PR #2389, opened 2024-06-13
chore: overwrite incoming metadata context with full context

blushi:
## Description

ref: https://regen-network.slack.com/archives/C05LGSWT344/p1718202097996419

---

### Author Checklist

I have...

### How to test

1.

### Reviewers Checklist

I have...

◆ **TASK GOAL**: Write out all records exactly, keeping every detail.

◆ **SOLUTION**:
PR #2389, opened 2024-06-13
chore: overwrite incoming metadata context with full context

blushi:
## Description

ref: https://regen-network.slack.com/archives/C05LGSWT344/p1718202097996419

---

### Author Checklist

I have...

### How to test

1.

### Reviewers Checklist

I have...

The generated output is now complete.